EXERCISE INPUTS below:

Issue #1487, opened 2019-06-27
[Feature Request] Show deleting progress in the notification bar


CatKasha:
After deleting or moving files from the SD card, the deletion process in SD card takes some time, and in the notification bar there is no indication of this operation

PR #1560, opened 2019-08-21
#1487 Show deleting progress in the notification bar

victorvicari:
Add a progressNotificationAsyncTask class and move the delete logic from main activity to doInBackground(). The notification is being created inside the AsyncTask, at onPreExecute()


tibbi:
I dont want to use it in this form as deleting has to be handled in the Commons library, since it affects multiple apps. But I might use it for inspiration when Ill work on it. Thanks

PR #1633, opened 2019-11-06
Revert "Update strings.xml"

sujebi7741:
Revert "Update strings.xml"


tibbi:
why is that?

arkar787:
Please add Network Drive (NAS, SMB) support, ( do not need Internet access in-app, just want local Network access.)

End of EXERCISE INPUTS.

▸ **EXERCISE DETAILS**: Every record above is to be transcribed exactly.

▸ **TASK RESPONSE**:
Issue #1487, opened 2019-06-27
[Feature Request] Show deleting progress in the notification bar


CatKasha:
After deleting or moving files from the SD card, the deletion process in SD card takes some time, and in the notification bar there is no indication of this operation

PR #1560, opened 2019-08-21
#1487 Show deleting progress in the notification bar

victorvicari:
Add a progressNotificationAsyncTask class and move the delete logic from main activity to doInBackground(). The notification is being created inside the AsyncTask, at onPreExecute()


tibbi:
I dont want to use it in this form as deleting has to be handled in the Commons library, since it affects multiple apps. But I might use it for inspiration when Ill work on it. Thanks

PR #1633, opened 2019-11-06
Revert "Update strings.xml"

sujebi7741:
Revert "Update strings.xml"


tibbi:
why is that?

arkar787:
Please add Network Drive (NAS, SMB) support, ( do not need Internet access in-app, just want local Network access.)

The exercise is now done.